** Task to complete **
Write out the line that has "(diff shortened: 1 of 1 files shown)" in it, along with each line that comes after it until the listing ends, and add nothing.

** Stored data **

PR #4025, opened 2025-05-20
Use non breaking spaces for names on about page

Luc-Mcgrady:
Prevents line wrapping mid name:
image

like this:
image

### DIFF
--- a/qt/aqt/about.py
+++ b/qt/aqt/about.py
@@ -225,7 +225,7 @@ def show(mw: aqt.AnkiQt) -> QDialog:
         )
     )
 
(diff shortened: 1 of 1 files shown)


qt/aqt/about.py
```diff
@@ -225,6 +225,7 @@ def on_dialog_destroyed() -> None:
         )
     )
 
+    allusers = [user.replace(" ", "&nbsp") for user in allusers]
```
iamllama, line 228:
```suggestion
    allusers = [user.replace(" ", "&nbsp;") for user in allusers]
```

dae:
Thank you both!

** Task output **
(diff shortened: 1 of 1 files shown)


qt/aqt/about.py
```diff
@@ -225,6 +225,7 @@ def on_dialog_destroyed() -> None:
         )
     )
 
+    allusers = [user.replace(" ", "&nbsp") for user in allusers]
```
iamllama, line 228:
```suggestion
    allusers = [user.replace(" ", "&nbsp;") for user in allusers]
```

dae:
Thank you both!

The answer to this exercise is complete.